[Stored items]
*-*-*

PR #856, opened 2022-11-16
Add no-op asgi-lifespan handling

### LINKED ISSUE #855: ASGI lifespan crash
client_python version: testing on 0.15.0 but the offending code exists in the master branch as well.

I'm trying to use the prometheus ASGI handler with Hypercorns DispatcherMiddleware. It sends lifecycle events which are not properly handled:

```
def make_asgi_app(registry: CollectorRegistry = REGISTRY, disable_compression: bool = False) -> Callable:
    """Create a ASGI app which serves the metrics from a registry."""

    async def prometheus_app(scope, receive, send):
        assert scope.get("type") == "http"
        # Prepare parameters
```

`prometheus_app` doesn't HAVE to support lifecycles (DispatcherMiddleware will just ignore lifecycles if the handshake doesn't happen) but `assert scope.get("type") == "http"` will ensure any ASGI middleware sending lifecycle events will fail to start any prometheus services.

*-*-*

ASSIGNED TASK:
In full and without error, retype the entries above.

EXPECTED ANSWER:
PR #856, opened 2022-11-16
Add no-op asgi-lifespan handling

### LINKED ISSUE #855: ASGI lifespan crash
client_python version: testing on 0.15.0 but the offending code exists in the master branch as well.

I'm trying to use the prometheus ASGI handler with Hypercorns DispatcherMiddleware. It sends lifecycle events which are not properly handled:

```
def make_asgi_app(registry: CollectorRegistry = REGISTRY, disable_compression: bool = False) -> Callable:
    """Create a ASGI app which serves the metrics from a registry."""

    async def prometheus_app(scope, receive, send):
        assert scope.get("type") == "http"
        # Prepare parameters
```

`prometheus_app` doesn't HAVE to support lifecycles (DispatcherMiddleware will just ignore lifecycles if the handshake doesn't happen) but `assert scope.get("type") == "http"` will ensure any ASGI middleware sending lifecycle events will fail to start any prometheus services.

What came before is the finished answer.